Hacker News new | ask | show | jobs
by eksith 4629 days ago
This part stood out : "The ideal of 3-4 instructions per clock cycle can only be achieved in code that has a lot of independent instructions."

And a bit later : "3.Modern CPUs do crazy things internally and will happily execute your instruction stream in an order that's wildly different from how it appears in the code."

This may potentially explain why a smaller executable isn't necessarily faster when executing. I guess a lot of compiler gymnastics are devoted to breaking down complex instructions to take advantage of this.

3 comments

In some ways, the actual execution of code is opaque to compilers. Modern x86 processors further divide their instructions into op-codes in the instruction translation units. AMD and Intel both have their approaches to this internal instruction set deeply ingrained into every CPU since perhaps K7 for AMD and Pentium Pro for Intel. Pentium M and later the Core architecture contained op-code fusing where instead of just rearranging op-codes, the op-codes were combined into composite op-codes that could be executed in one step. The opcode fusing + out-of-order execution basically makes the CPU act like a compiler internally for binary. It's a like a JIT run-time for binary that's implemented in hardware.
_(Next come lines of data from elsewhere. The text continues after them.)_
PR #327, opened 2024-02-26
fix(stack): set correct colors for light theme

mmstick:
Updates colors for the stack tabs to match the current values from the design documentation.
This will noticeably improve visibility of tabs when using a light theme.

### DIFF
--- a/src/shell/element/stack.rs
+++ b/src/shell/element/stack.rs
@@ -861,7 +861,9 @@ impl Program for CosmicStackInternal {
                 theme::Container::custom(|theme| iced_widget::container::Appearance {
                     icon_color: Some(Color::from(theme.cosmic().background.on)),
                     text_color: Some(Color::from(theme.cosmic().background.on)),
-                    background: Some(Background::Color(theme.cosmic().palette.neutral_3.into())),
+                    background: Some(Background::Color(tab::primary_container_color(
+                        theme.cosmic(),
+                    ))),
                     border_radius: BorderRadius::from([8.0, 8.0, 0.0, 0.0]),
                     border_width: 0.0,
                     border_color: Color::TRANSPARENT,
--- a/src/shell/element/stack/tab_text.rs
+++ b/src/shell/element/stack/tab_text.rs
@@ -1,53 +1,63 @@
+use std::hash::{Hash, Hasher};
+
 use cosmic::{
-    iced::Element,
+    iced::{alignment, Point},
     iced_core::{
         gradient,
         layout::{Layout, Limits, Node},
         mouse::Cursor,
         renderer::{self, Renderer as IcedRenderer},
-        widget::{Tree, Widget},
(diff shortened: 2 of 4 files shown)


src/shell/element/stack.rs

As far as executable size and performance, compiling with -Os in GCC will occasionally yield a performance increase that might even change across CPU's and architectures as the memory sub-systems hit a good rhythm or there are less misses overall. Usually smaller is better for this. -O3 will occasionally unroll gigantic loops, while using compiler directed optimization to analyze which parts of a binary can benefit overall execution from unrolling vs less misses with smaller executable size can yield even better agreement between memory subsystem performance and execution speed.

Microarchitectures like MIPS have further blind alleys such as branch-delay slots that will finish execution even if a branch instruction -before- the slots is taken. This is an out-of-order program, but putting the burden on the compiler instead of implementing the reordering in hardware actually became a nuisance because the architecture couldn't change how it expected instructions without breaking binary compatibility and the compiler wouldn't have been able to tweak for different CPU's without a fat-binary approach.

Depends on the app, and your use case, and the CPU, etc. YMMV.

For a long time though, the Linux kernel has been compiled to optimize code-size rather than 'performance' (according to GCC). Why? Because the kernel gets involved in every syscall the OS makes, so the kernel code gets paged in and out very frequently. Loading a little less code from RAM means everything goes faster.

Well, it's going to be faster if the smaller executable can keep its entire text segment in memory.

I've done the instruction scheduling stuff by hand on paper; it's pretty interesting. We did Tomasulo scheduling, which is hardly modern, being developed in 1967, but it'll execute your instructions all sorts of ways.